Budget cuts, efficiency dividends and delays in appointing the chairman hit ASIC on the frontline just as some of the shabby behaviour being revealed by the royal commission appears to have been going on.
For all the talk last week of strengthening the corporate regulator, the budget and the headcount for ASIC are still yet to reach the high-water marks of 2013 and 2014.
Analysis of figures in ASIC’s annual reports shows that staffing levels in 2016-17 were more than 200 below the most recent peak of 1844 in 2013-14.
The regulator’s budget has been increasing since it was hit hard by 2014 budget cuts. But the allocation from the federal budget last financial year was still below the $350 million peak of 2012-13, the last year of the previous Labor government.
Armed with the report of the National Commission of Audit, then Treasurer Joe Hockey set about making swingeing cuts to the federal budget in a shock-and-awe campaign designed to end deficit spending.
ASIC was to have $120m slashed from its budget in stages over four years, with the trajectory suggesting almost one in five jobs had to go at the commission.
In comments that have not aged well, the then parliamentary secretary to the treasurer, Steven Ciobo, told a post-budget breakfast in Sydney that the government was in favour of more “self-regulation”.
“The government thinks that there is scope for the financial services industry, and for all the other industries, to self-regulate more,” Mr Ciobo said.
“There will always be our preference for self-regulation over the need to have a regulator (that is) taxpayer-funded intervening in the field.”
ASIC’s expenses were slashed by $51m or 12 per cent to $354.3m. The headcount plunged by 235, from 1844 to 1609.
It’s not quite clear what caused the government to change its mind. But two years after those savage cuts began they were halted in an announcement that was dressed up as $121m in additional funding for the corporate regulator, a total remarkably close to the 2014 budget cuts.
One explanation could be the aggressive approach ASIC chairman Greg Medcraft had taken to the banks over interest rate rigging as his five-year term as commissioner was coming to an end.

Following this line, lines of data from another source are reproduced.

PR #3574, opened 2019-05-27
Added the ability to set a discern timer.

jayRyan24:
Really helps lower circle players. Set to default to 24, which is what the hard-coded value was.


profiles/base.yaml
```diff
@@ -294,6 +294,8 @@ cambrinth_cap: 32
 stored_cambrinth: false
 # used with use_auto_mana. Multiplies your discern limit by this number to get a safe mana amount.
 prep_scaling_factor: 0.85
+# used with use_auto_mana. How often it will check discerns. Lower circle/ranks should check more often.
```
rpherbig: 💡 it would nice to note the units here, i.e. 'hours'.

PR #3578, opened 2019-05-28
Updated collecting dual-load arrows to CT

jayRyan24:
This lets you pick up both ammo if dual loading a bow.

### DIFF
--- a/combat-trainer.lic
+++ b/combat-trainer.lic
@@ -2664,7 +2664,7 @@ class AttackProcess
       game_state.action_taken
       ammo = Regexp.last_match(2)
       bput("stow my #{ammo}", 'You pick up', 'Stow what')
-      if game_state.dual_load? && game_state.current_weapon_skill.eql?('Bows')
+      if game_state.dual_load? && game_state.weapon_skill.eql?('Bows')
         ammo = Regexp.last_match(2)
         bput("stow my #{ammo}", 'You pick up', 'Stow what') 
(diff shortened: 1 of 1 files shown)


combat-trainer.lic
```diff
@@ -2664,6 +2664,10 @@ class AttackProcess
       game_state.action_taken
       ammo = Regexp.last_match(2)
       bput("stow my #{ammo}", 'You pick up', 'Stow what')
+      if game_state.dual_load? && game_state.weapon_skill.eql?('Bows')
```
rpherbig: ❓  The `dual_load?` function checks that weapon skill is 'Bow', which is different than 'Bows' here (note the plural). Why the difference?

jayRyan24: Was an error, I just have dual_load? in mine, and I dunno why I added in the skill check, also Bows should be Bow. I just didn't translate it over. Removed altogether.

combat-trainer.lic
```diff
@@ -2664,6 +2664,10 @@ class AttackProcess
       game_state.action_taken
       ammo = Regexp.last_match(2)
       bput("stow my #{ammo}", 'You pick up', 'Stow what')
+      if game_state.dual_load?
+        ammo = Regexp.last_match(2)
```
rpherbig: 💡 I think `ammo` here will be the same as the previous assignment, so this could be removed?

He had previously described Australia as a “paradise” for white-collar criminals.
Just weeks before the deal to extend his term and restore ASIC’s budget, Mr Medcraft launched legal action against Westpac for rigging the interest rate benchmark, the Bank Bill Swap Rate (BBSW).
As the guest of honour at a glitzy 199-year anniversary for Westpac the next day, Prime Minister Malcolm Turnbull played spoiler, with a homily on standards of conduct. “The truth is that despite the public support offered at their time of need, our bankers have not always treated their customers as they should,” he said.

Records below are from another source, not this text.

Issue #3576, opened 2019-05-28
Add units to the check_discern_timer yaml option.


Sarvatt:
See https://github.com/rpherbig/dr-scripts/pull/3574#discussion_r287898714

PR #3582, opened 2019-05-31
Added clarity to the comments for check_discern_timer.

jayRyan24:


jayRyan24:
Resolves: #3576

jandersson:
I think its a lot clearer if the unit is part of the variable
e.g. 
```yaml
time_to_self_destruction: 360
```
vs
```yaml
minutes_to_self_destruction: 360
```

jayRyan24:
I can do that, but then so many other settings need to be reworked.  I think the explanation in the comment is probably fine and sufficient. 

Just from a quick scan:
```
cycle_armors_time
favor_orb_rub_frequency
repair_timer
aura_frequency
performance_pause
```

jandersson:
I think a find and replace would work pretty well since this is a new feature

jayRyan24:
What?

jandersson:
find and replace check_discern_timer: with check_discern_timer_hours:

jayRyan24:
I mean, I understand how to change a variable name? LOL, wtf. I meant that it hadn't been implemented into user's yamls due to it being new so it shouldn't really have a large affect on the user base.

jandersson:
I was just responding to the 'what?'

jayRyan24:
Yeah, that's why I added the second part to my last comment. I think there was a disconnect. No worries,

rcuhljr:
Way to cross wires noobs. Jay was indicating that if we change this one we should probably change the multitude other time specific settings to include their units (which I'm a fan of hungarian notation in this case just because there's a clear separation between user space and software space and we don't have a good editor or notation system in place for settings.

jayRyan24:
So you want it to be `iCheckDiscernTimer` or `hrsCheckDiscernTimer`. Not really familiar with how weakly typed languages handle naming conventions, specifically because a variable can change type during runtime, even by accident, which could get really confusing.

jandersson:
Ah ok then I definitely misunderstood - I dont think previous settings should be setting precedence. I'm a fan of making all future ones clear

jayRyan24:
I honestly get that, and got it, I am probably being a "let's just follow convention asshole" because we're kind of changing the paradigm on the fly.

Sarvatt:
the difference is, all of the others are in seconds and this is not. Chuno just delights in breaking peoples yamls :D

jayRyan24:
Anything to create more work for me, that's the goal typically.

rcuhljr:
Hungarian was in specific a joke, but the concept of having the unit in time yamls makes sense. Just because we did something poorly in the past is no reason to continue to make the same mistake in the future with new settings.

jayRyan24:
Yes it is, I can't be an asshole if not.

jandersson:
> I honestly get that, and got it, I am probably being a "let's just follow convention asshole" because we're kind of changing the paradigm on the fly.

No worries, and I am splitting hairs to be sure :P was just trying to make a push for the variable change

jayRyan24:
To be quite frank, it was when he gave me examples that made my inner asshole appear. "Add the unit to the variable name." is sufficient. Sorry, I'm grumpy. Don't be like me.

Also, the reason I didn't from the start was mainly because I felt like "well now we'll break yamls that have implemented this change", etc. Again, don't be like me.

jandersson:
I think my favorite quote from the founder of stack overflow went something like "If you spend your day working with assholes, what do you become? An asshole. Well the biggest asshole you can ever work with is a computer, so its no wonder that most people who work with them are assholes."

That being said, I think you should leave the old setting in base.yaml and mark it to be deleted. So in the case where anyone is using the setting doesn't experience breakage.

jayRyan24:
@rpherbig

rpherbig:
I'm ok with this if you add a validator

validate.lic
```diff
@@ -478,6 +478,12 @@ class DRYamlValidator
       .each { |skill| error("Magic skill in crossing_training does not have a training_nonspells defined: #{skill}") }
   end
 
+  def assert_that_check_discern_timer_is_deprecated(settings)
+    return unless settings.check_discern_timer
+
+    warn('The check_discern_timer setting is deprecated. It is now check_discern_timer_in_hours for clarity. Please adjust accordingly.')
```
rpherbig: 💡 I would expect this to be an `error` given the old setting has been removed entirely.

jayRyan24: Aaah, was changing it, lol.

jandersson:
This new setting needs to be added to base-settings, else it causes an error: 
```
[DRPrime]-DR:Erons: "anyone know what this is"                                           
[DRPrime]-DR:Erons: "--- Lich: error: comparison of Float with nil failed"               
[DRPrime]-DR:Erons: "common-arcana:498:in `>'"
[DRPrime]-DR:Erons: "common-arcana:498:in `check_discern'"
```

jandersson:
@jayRyan24

jayRyan24:
ok

jayRyan24:
It's set in base.yaml, where else does it need to be?

jandersson:
sorry i goofed and missed it when scrolling through the diff. I'm not sure what caused it tbh.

ASIC’s restored funds are to come over four years, with half to be spent on capital equipment, and $15m a year — up less than 5 per cent — for operations.
There was also a $27m appropriation for the Enforcement Special Account ASIC puts aside to fund legal actions such as the BBSW cases, which bumped the increase to 10 per cent. There was $33m in that account as of last financial year.

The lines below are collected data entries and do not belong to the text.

PR #3586, opened 2019-06-02
update rezz.lic - Infuse amount based on mana pool

BinuDR:
I added a method to use to determine how much to infuse for each loop. `def infuse_amount`
Set `infuse_mana` variable inside `find_soul` infuse loop using that method.  I did this so that I can also update the new variable @total_infused for the output at the end of the script.

### DIFF
--- a/rezz.lic
+++ b/rezz.lic
@@ -45,7 +45,7 @@ class Rezz
                echo "Using default values for REJUV, make a 'rezz'=>Rejuvenation waggle set to avoid this."
                get_data('spells').spell_data['Rejuvenation']
              end
-
+    @total_infused = 0
     Flags.add('no-favor', /has no favor with h.. god!/)
     Flags.add('rejuv-silver', 'A thin silver nimbus surrounds', 'As you concentrate, a thin silver nimbus flickers into view around', 'memories are protected from loss by the Resumption spell')
     Flags.add('dead', /H.. soul (is|is not) bound to h.. body./)
@@ -71,7 +71,7 @@ class Rezz
   def rejuv(player, quick = false)
     spell = quick ? { 'abbrev' => 'rejuv', 'prep_time' => 5, 'cast' => "cast #{player}", 'mana' => 10 } : @rejuv
     until Flags['rejuv-silver'] || Flags['necro']
-      pause 5 while DRStats.mana < 40
+      pause 5 while DRStats.mana < 30
       cast_spell(spell, @settings)
     end
   end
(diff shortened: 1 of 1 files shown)


rezz.lic
```diff
@@ -80,14 +80,28 @@ class Rezz
     @vigil ||= { 'abbrev' => 'vigil', 'prep_time' => 10, 'cast' => "cast #{player}", 'mana' => 20 }
     vigil(player) unless cast_spell(@vigil, @settings)
   end
+  
+  def infuse_amount
+    if DRStats.mana < 20
+      return (@rezz['mana'] / 5)
+    elsif DRStats.mana < 40
+      return (@rezz['mana'] / 4)
+    elsif DRStats.mana < 61
```
jayRyan24: Why 61 and not 60?

rezz.lic
```diff
@@ -80,14 +80,28 @@ class Rezz
...
     Flags.add('rotting', /#{player}.s body'?s? (grows paler|seems to|appears to|appearance takes)/)
     15.times do
-      pause 5 while DRStats.mana < 40
-      @settings.osrel_no_harness ? nil : harness_mana([@rezz['mana']])
-      match = bput("infuse rezz #{@rezz['mana']}", 'You sense a spirit nearby, but you are unable to make it out clearly', /spirit of #{player} in the Void/)
+      infuse_mana = infuse_amount
+      pause 5 while DRStats.mana < 20
+      @settings.osrel_no_harness ? nil : harness_mana([infuse_mana])
+      match = bput("infuse rezz #{infuse_mana}", 'You sense a spirit nearby, but you are unable to make it out clearly', /spirit of #{player} in the Void/)
       @infuse_attempts += 1
```
jayRyan24: So, you have this code:
```
    until find_soul?(player)
      unless keep_going?	      unless keep_going?
        bput("whisper #{player} I can't find your soul.  You need more favors!", 'You whisper', 'Who are you trying to whisper to?')	        bput("whisper #{player} I can't find your soul.  You need more favors!", 'You whisper', 'Who are you trying to whisper to?')
        return	        return
      end	      end
    end	    end
```
You ask every infuse for the player to put `;send yes/no`? This seems less automated than I would personally expect. Why not give the player the ability to set the attempts they want before asking? Or maybe, ask if under 30% mana only, etc. Something like that? Every iteration seems a bit excessive. Nothing to do with this PR, but I wanted to make note of it seeing how the attempts are still being used.

rezz.lic
```diff
@@ -45,7 +45,7 @@ class Rezz
                echo "Using default values for REJUV, make a 'rezz'=>Rejuvenation waggle set to avoid this."
                get_data('spells').spell_data['Rejuvenation']
              end
-
+    @total_infused = 0
```
jayRyan24: This could be put above under settings, etc. It's a little out of place, most variables should be initialized at the top of a method for clarity. I know @rezz and @rejuv are also variables being initialized, but this is a single one that can go with the others.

What’s more, ASIC has become an even more significant revenue raiser for the government, with Mr Medcraft advocating for a user-pays levy on business as part of his pitch to have his term extended beyond mid-2016.
From next year, the scheme is expected to raise $330m for the federal budget. That’s on top of the $700m the government already collects from ASIC’s registry business, the user charges on which are regarded as among the highest in the world.
New penalties announced on Friday go further even than those announced in October. They include up to 10 years’ jail and maximum fines of $945,000 for individuals who breach the Corporations Act, and fines for companies of $9.45m or 10 per cent of annual turnover, whichever is largest. Civil penalties will rise tenfold with maximum fines of either $1.05m for individuals and up to $210m for corporations. We can only wonder what might have been avoided had those resources and headline-grabbing penalty increases been in place earlier.